In furtherance of these purposes, the requirement of good character emphasizes the public’s expectations that lawyers and paralegals “have qualities such as honesty, integrity, empathy, candour, moral or ethical strength, knowing the difference between right and wrong, having the moral fibre to do what is right no matter the consequences, and following the law”: Nsamba v. Law Society of Ontario, 2020 ONLSTH 62 at para. 11, Armstrong at paras. 23-25. [88] The Hearing Division in Rad applied a two-step analytic approach to its good character assessment, noting that, “[i]n assessing whether the applicant has satisfied us that he is currently of good character, we considered these purposes and qualities, and the five factors as set out in Armstrong”: at para. 61 (emphasis added).
[89] In this sense, the Armstrong framework, as developed by the Tribunal, may be said to include two distinct analytic steps: first, an analysis of the various Armstrong factors, which may differ in significance and relevance in the context of particular cases; and second, an assessment of good character in light of those findings and the broader purposes of the good character analysis. Whether these two analytic steps are separated out by the Tribunal into a two-stage framework, or considered holistically together is of no moment, as discussed below.
[90] As the Hearing Division observed in John Blackburn v. Law Society of Upper Canada, 2010 ONLSHP 112, at paras. 52-53, the applicant’s misconduct leading to the good character hearing may be understood through the metaphor of the applicant, by virtue of the misconduct, having dug themselves into a hole. The deeper the hole, “the more difficult it is to climb out of”: Blackburn, at para. 52. The purpose of the good character hearing is to determine whether, at the time of the hearing, the applicant has successfully climbed out of that hole. That determination, in turn, requires an overall assessment, and not simply conclusions on each of the particular factors that may be relevant to the assessment.

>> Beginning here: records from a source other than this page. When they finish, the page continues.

PR #1782, opened 2025-01-24
fix(StackViewport): Fix patient position calculation in StackViewport CPU mode.

sgielen:
### Context

I believe there is an error in the ImagePositionPatient calculations in the StackViewport CPU mode. The current code multiplies X coordinates (columns) with row cosines and vice versa. Because of this, in StackViewport CPU mode on non-axial volumes, my patient coordinate positioning seems to be off.

Unfortunately my cornerstone3D build fails, so I haven't been able to verify this fix.

### Changes & Results

Fix the output of the `canvasToWorldCPU`.

### Testing

My cornerstone3D build fails on my Mac and I don't have another machine handy to check my fixes, so this will be more of a theoretical fix.

I have a volume containing a coronal view. For this volume, the ImageOrientationPatient is `[0, 0, -1, 1, 0, 0]` i.e. rows are increasing towards the feet of the patient, and columns are increasing towards the left of the patient.

I've set up an image `onClick` which shows the canvas locations and world coordinates calculated by the Stack viewport in CPU mode on this volume. If I click one location on the volume, and then move a bit to the right and click again, then the X position of the canvas is slightly higher. Since higher column (X) values are increasing towards the left, I would expect the world coordinate to be slightly increasing towards the left (a higher [0] value), too.

However, because of this bug, the stack viewport accidentally takes the row cosine instead of the column cosine, so the world coordinate is instead slightly increasing towards the feet (a lower [2] value).

#### PR

#### Code

  etc.)

  additions or removals.

#### Tested Environment

- [x] "OS: macOS"
- [x] "Node version: v23.5.0"
- [x] "Browser: Chrome 131"

### DIFF
--- a/packages/core/src/RenderingEngine/StackViewport.ts
+++ b/packages/core/src/RenderingEngine/StackViewport.ts
@@ -2861,8 +2861,8 @@ class StackViewport extends Viewport {
     const jVector = direction.slice(3, 6) as Point3;
 
     // Calculate the world coordinate of the pixel
-    vec3.scaleAndAdd(worldPos, origin, iVector, px * spacing[0]);
-    vec3.scaleAndAdd(worldPos, worldPos, jVector, py * spacing[1]);
+    vec3.scaleAndAdd(worldPos, origin, iVector, py * spacing[0]);
+    vec3.scaleAndAdd(worldPos, worldPos, jVector, px * spacing[1]);
 
     return worldPos;
   };


sedghi:
Can you share the anonymized data for me to test couple of things please?

sgielen:
> Can you share the anonymized data for me to test couple of things please?

Apparently, this rubber-duck is what I needed to figure out my issue.

In examining the data before sending it to you, I found out that I mixed up my interpretation of the ImageOrientationPatient tag. My data was incorrect, not the StackViewport implementation.

> Image Orientation (Patient) (0020,0037) specifies the direction cosines of the first row and the first column with respect to the patient. These Attributes shall be provide as a pair. Row value for the x, y, and z axes respectively followed by the Column value for the x, y, and z axes respectively.

I had interpreted this as "the first three values describe how ImagePositionPatient increases over rows (Y values), and the last three values describe how the ImagePositionPatient increases over columns (X values)". Hence, this issue. But it seems to be the reverse: the first three values describe how ImagePositionPatient increases **over the first row**, i.e. over the columns in the first row, i.e. over X values. I've fixed my data accordingly and now the patient positioning matches up with what I expect.

Apologies for wasting your time! Closing this PR.

sedghi:
It's fine, no PR is a bad PR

[91] With this metaphor in mind, the relevance of the Armstrong factors is that they enable the Tribunal to determine if the applicant has climbed out of the hole they have dug for themselves at the time of the hearing. The seriousness of the prior misconduct assists the Tribunal in determining how deep that hole is. The relevance of public trust and confidence in the legal professions also may be understood as part of the assessment of how steep the climb will be for the applicant to reach licensure. The other Armstrong factors relating to remorse, rehabilitation, conduct since the misconduct, and the length of time since the misconduct, all enable the Tribunal to determine whether the applicant has in fact climbed out of the hole, and to explain that conclusion.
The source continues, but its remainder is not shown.